But he answered, “It is written,
“‘Man shall not live by bread alone,
but by every word that comes from the mouth of God.'” (Matthew 4:4 ESV)
Our world is full of “strategic presentation”. The idea of strategic presentation is what drives airbrushed pictures of celebrities on fish-wrap magazines. It’s the tool that news sources use to chop up quotes and soundbites from whichever leader or candidate they disagree with at the moment. It’s the powerful technique that advertising and public relations companies have been using for generations to pimp a product, whether the product is worth anything or not. “Strategic presentation” is basically the practice of using only the parts of a message or medium that generates a favorable impression to a target audience.
Not to come across too harsh, but lining up on the side of “strategic presentation” will, at least sometimes, put you on the same side of the line that the Devil stands on (which by implication from above includes pop-culture magazines, politicians, and advertising agents…like the prince told Cinderella, “if the shoe fits…”).
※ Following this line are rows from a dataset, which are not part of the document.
PR #2361, opened 2023-07-12
(PA-4594) added macos13(x86_64) platform

amitkarsale:
added platform support for macos-13(x86_64)


joshcooper (approved):
This will need to be backported to 7.x too (and replace `puppet8` with `puppet7`)

amitkarsale:
@joshcooper , I'll do the needful. Thanks!

PR #92, opened 2019-05-29
isort to sort imports alphabetically

erikwijmans:
## Motivation and Context

We like pretty code, isort makes code prettier, thus we use isort.  I also added isort to the CI to keep things pretty.

`isort -rc .`
`black --line-length 79 .`

## How Has This Been Tested

Just re-orders imports! 

Although I choose the isort configs to make isort and black play nice, so I may have overfit to my test-set :)


setup.py
```diff
@@ -4,14 +4,22 @@
...
 import os.path
 import sys
 
 import setuptools
 
 sys.path.insert(0, os.path.join(os.path.dirname(__file__), "habitat"))
+
 from version import VERSION  # noqa
 
+
```
abhiskk: Is BLACK okay with this, this seems like a PEP violiation

habitat_baselines/agents/slam_agents.py
```diff
@@ -1,39 +1,38 @@
+# https://sumit-ghosh.com/articles/python-download-progress-bar/
```
abhiskk: Is this getting used somewhere?

Also I just noticed that this file is missing the facebook header, I can add it in another PR.

setup.py
erikwijmans: Seems like it didn't run on setup.py for some reason....

habitat_baselines/agents/slam_agents.py
erikwijmans: Looks like that comment is referencing this function: https://github.com/facebookresearch/habitat-api/blob/master/habitat_baselines/agents/slam_agents.py#L39

Moved it to there

erikwijmans:
I'm currently trying to figure out why isort is failing with travis.  It works locally.....

erikwijmans:
It's different versions of isort :/

erikwijmans:
@mathfac I believe this was done with #97?

mathfac:
@erikwijmans, right.

erikwijmans:
Closing then!

PR #94, opened 2019-05-30
Enable optional habitat_baselines installation

JasonJiazhiZhang:
## Motivation and Context
  * Enable the optional installation of habitat_baselines package and its necessary dependencies, in addition to the core habitat package and its dependencies. Implemented through `--user-option` and setuptools command overriding. 
  *  Exclude `test/`, `examples/` by default when finding package during installation, and further exclude `habitat_baselines/` if only installing habitat core.
  * Create separate requirement.txt file for each type of baseline approach
To install only habitat core (with pip editable mode):
```
pip install -e .
```
To install both habitat and habitat_baselines (along with dependencies of both):
```
python setup.py develop  --all                  

# pip install -e .  --install-option="--all"     will NOT work 
# as --install-option is inconsistent between editable mode and standard mode
```
Standard installation (non-develop mode, future proofing):
```
# habitat core only:
pip install .

# core + baseline
pip install . --install-option="--all"
```

## How Has This Been Tested
This setup.py file has been tested through a clean install under the following environment:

Satan’s temptations of Jesus, early on in the Gospel accounts, is based on this kind of massaged representation of reality. There is nothing wrong with bread, I love bread and God gave bread to us to enjoy, but bread at the wrong time and for the wrong reasons is just as problematic as hate, lust, or unforgiveness. Satan went on to offer Jesus an opportunity to put “total trust” in God by testing Him, and then to rule over the world – something Jesus already knew was His rightful position – on conditional terms. Sustenance, trust, and fulfilled destiny…these three “satanic temptations” sound like a good sermon outline, not the road to hell.
Jesus’ first response to the slick-tongued deceiver is the most comprehensive in scope, in my opinion. Jesus hears the subtlety in the ruse and pushes through the fluff. “Every word” is what is important, not just the words we like to hear. Everything God said must be taken into account, not just the things that agree with our current situation, or provide us with better digestion. The beautiful, sweeping words of grace and mercy are of utmost importance. But, likewise, the words of discipline, stories of wrath, and promise of judgment are of equal importance and authenticity. Jesus was committed to hearing and living within the tension of ALL of God’s words, “every word”.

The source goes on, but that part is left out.